In addition various studies have demonstrated transparency and regulatory consistency as major weaknesses in China's ETS implementations. Scholars point out that unclear measurement, reporting, and verification (MRV) protocols across different provinces have resulted in inconsistencies and unreliable data reporting, further exacerbating problems of oversupply and undermining the scheme's intended environmental impacts. Furthermore, regional governments' competing economic incentives often lead to lenient emissions caps, creating a biased policy landscape that weakens overall emissions reduction goals. For instance, In their analysis, Zhang et al. (2019) identified considerable variability in allowance allocation strategies across provinces, noting how lack of harmonization has caused disparities in market effectiveness and fairness.

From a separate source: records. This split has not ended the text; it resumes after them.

PR #640, opened 2022-03-23
PWGDQ: Adding a DileptonLepton process function for Bc analysis

lucamicheletti93:
The runDileptonLepton process function is added to the dqEfficiency task for the Bc analysis on MC

### DIFF
--- a/PWGDQ/Core/VarManager.h
+++ b/PWGDQ/Core/VarManager.h
@@ -379,7 +379,7 @@ class VarManager : public TObject
   template <int pairType, uint32_t collFillMap, uint32_t fillMap, typename C, typename T>
   static void FillPairVertexing(C const& collision, T const& t1, T const& t2, float* values = nullptr);
   template <uint32_t collFillMap, uint32_t fillMap, typename C, typename T1, typename T2, typename T3>
-  static void FillJpsiLepton(C const& collision, T1 const& lepton1, T2 const& lepton2, T3 const& lepton3, float* values = nullptr);
+  static void FillDleptonLepton(C const& collision, T1 const& lepton1, T2 const& lepton2, T3 const& lepton3, float* values = nullptr);
   template <typename T1, typename T2>
   static void FillDileptonHadron(T1 const& dilepton, T2 const& hadron, float* values = nullptr, float hadronMass = 0.0f);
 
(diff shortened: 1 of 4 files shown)


PWGDQ/Core/VarManager.h
```diff
@@ -1027,6 +1051,106 @@ void VarManager::FillPairVertexing(C const& collision, T const& t1, T const& t2,
   }
 }
 
+template <uint32_t collFillMap, uint32_t fillMap, typename C, typename T1, typename T2, typename T3>
+void VarManager::FillDileptonLepton(C const& collision, T1 const& lepton1, T2 const& lepton2, T3 const& lepton3, float* values)
```
iarsene, line 1055: I think we have to generalize a bit this function to be used by both muon, barrel or muon-barrel analyses, similar to the FillPairVertexing() function.
I am not sure why you need to have all the T1, T2 and T3 typenames. At the moment you use just a single type (all 3 particles are muons). I think that to make this general, you could us just two types, T1 and T2, where T1 is for the tracks that make up your dilepton (either track or fwdtrack), and T2 can be the third track, which can be independently from T1, either a fwd of or a barrel track.
I suggest to also change the name of the function, to something more general since the same functionality is needed also for J/psi + K. So i suggest to change to FillDileptonTrackVertexing maybe?

PWGDQ/Core/VarManager.h
```diff
@@ -1027,6 +1051,106 @@ void VarManager::FillPairVertexing(C const& collision, T const& t1, T const& t2,
...
+  constexpr bool eventHasVtxCov = ((collFillMap & Collision) > 0 || (collFillMap & ReducedEventVtxCov) > 0);
+  constexpr bool trackHasCov = ((fillMap & TrackCov) > 0 || (fillMap & ReducedTrackBarrelCov) > 0);
+  if (!values) {
+    values = fgValues;
+  }
+
+  float m1 = fgkMuonMass;
+  float m2 = fgkMuonMass;
+  float m3 = fgkMuonMass;
+  float mlepton = fgkMuonMass;
```
iarsene, line 1067: this part needs to be generalized, on the lines of the suggestion i made for the general scope of this function

PWGDQ/Tasks/dqEfficiency.cxx
```diff
@@ -726,6 +735,114 @@ struct AnalysisSameEventPairing {
     } // end loop over barrel track pairs
   }   // end runPairing
 
+  // Template function to run pair - lepton combinations
+  template <uint32_t TEventFillMap, uint32_t TTrackFillMap, typename TEvent, typename TTracks, typename TEventsMC, typename TTracksMC>
+  void runDileptonLepton(TEvent const& event, TTracks const& tracks, TEventsMC const& eventsMC, TTracksMC const& tracksMC)
```
iarsene, line 740: Having this function in the AnalysisSameEventPairing is breaking a bit the analysis model we used in the data analysis task (tableReader). It is also duplicating code since you are repeating the loop to build dilepton candidates which are produced in runPairing. So since we recently had an update in runPairing to produce a table which contains the indices of the lepton legs, its natural to make a separate task that subscribes to this table. You would then just need to loop over the dileptons in that table and over the selected tracks for your third leg. I think this is logically more simple, and becomes identical to the DileptonHadron task we have in tableReader.
We need also to generalize this part, since there are already ongoing barrel analyses that use this analysis topology.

They emphasized that without a standardized national framework addressing these discrepancies, the long-term viability of China's ETS remains questionable. The authors argued for enhanced governance, stronger institutional oversight, and clearer accountability measures to mitigate these systemic flaws. Similarly, Lo and Cong (2017) critiqued the decentralized enforcement mechanisms inherent in China's policy framework, indicating that regional autonomy in ETS management contributes significantly to regulatory loopholes and enforcement challenges. They recommend increased centralization or at least stronger national coordination mechanisms to ensure consistency and adherence to environmental objectives, thus boosting market credibility and functional efficiency.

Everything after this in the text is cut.